假设我有以下代码来拟合一个双曲抛物线。
# attach(mtcars)
hp_fit <- lm(mpg ~ poly(wt, disp, degree = 2), data = mtcars)
其中 wt 是x变量。disp 是y变量,而 mpg 是z变量。(summary(hp_fit))$coefficients 输出如下。
>(summary(hp_fit))$coefficients
Estimate Std. Error t value Pr(>|t|)
(Intercept) 22.866173 3.389734 6.7457122 3.700396e-07
poly(wt, disp, degree = 2)1.0 -13.620499 8.033068 -1.6955539 1.019151e-01
poly(wt, disp, degree = 2)2.0 15.331818 17.210260 0.8908534 3.811778e-01
poly(wt, disp, degree = 2)0.1 -9.865903 5.870741 -1.6805208 1.048332e-01
poly(wt, disp, degree = 2)1.1 -100.022013 121.159039 -0.8255431 4.165742e-01
poly(wt, disp, degree = 2)0.2 14.719928 9.874970 1.4906301 1.480918e-01
我不明白如何解释Z变量右边的不同数字。poly() 根据 (Intercept) 列。这些数字的意义是什么,我如何从这个摘要中构建双曲抛物线拟合的方程?
当你比较
with(mtcars, poly(wt, disp, degree=2))
with(mtcars, poly(wt, degree=2))
with(mtcars, poly(disp, degree=2))
的 1.0 2.0 喻指第一、二度 wt和 0.1 0.2 喻指第一、二度 disp. 该 1.1 是一个交互术语。你可以通过比较来检查。

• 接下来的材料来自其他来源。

PR #426, opened 2026-08-06
chore(eslint-devkit): ratchet against regexing printed source

ofri-peretz:
Follow-up to #422, which fixed one instance of this. The audit found **205 more, across 61 files**.

## The defect class

A rule that runs `.test()` / `.includes()` / `.match()` over `sourceCode.getText(node)` is guessing. Printed text carries identifiers, comments and whitespace — everything the parser already separated out — so a match says nothing about structure.

Both failure directions have shipped in this repo:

summary(lm(mpg ~ poly(wt, disp, degree=2, raw=T), data=mtcars))$coe
# Estimate Std. Error t value Pr(>|t|)
# (Intercept) 4.692786e+01 7.008139762 6.6961935 4.188891e-07
# poly(wt, disp, degree=2, raw=T)1.0 -1.062827e+01 8.311169003 -1.2787937 2.122666e-01
# poly(wt, disp, degree=2, raw=T)2.0 2.079131e+00 2.333864211 0.8908534 3.811778e-01
# poly(wt, disp, degree=2, raw=T)0.1 -3.172401e-02 0.060528241 -0.5241191 6.046355e-01
# poly(wt, disp, degree=2, raw=T)1.1 -2.660633e-02 0.032228884 -0.8255431 4.165742e-01
# poly(wt, disp, degree=2, raw=T)0.2 2.019044e-04 0.000135449 1.4906301 1.480918e-01
summary(lm(mpg ~ wt*disp + I(wt^2) + I(disp^2) , data=mtcars))$coe[c(1:2, 4:3, 6:5), ]
# Estimate Std. Error t value Pr(>|t|)
# (Intercept) 4.692786e+01 7.008139762 6.6961935 4.188891e-07
# wt -1.062827e+01 8.311169003 -1.2787937 2.122666e-01
# I(wt^2) 2.079131e+00 2.333864211 0.8908534 3.811778e-01
# disp -3.172401e-02 0.060528241 -0.5241191 6.046355e-01
# wt:disp -2.660633e-02 0.032228884 -0.8255431 4.165742e-01
# I(disp^2) 2.019044e-04 0.000135449 1.4906301 1.480918e-01
这将产生相同的值。请注意,我使用了 raw=TRUE 以供比较。